PR #1449, opened 2018-09-10
Fix for SVG caching bug.

FitzerIRL:
'nanosvg' performs a destructive parse to the SVG source buffer.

━━━━

* **About this exercise**
Transcribe the data exactly.

* **Completed task**
PR #1449, opened 2018-09-10
Fix for SVG caching bug.

FitzerIRL:
'nanosvg' performs a destructive parse to the SVG source buffer.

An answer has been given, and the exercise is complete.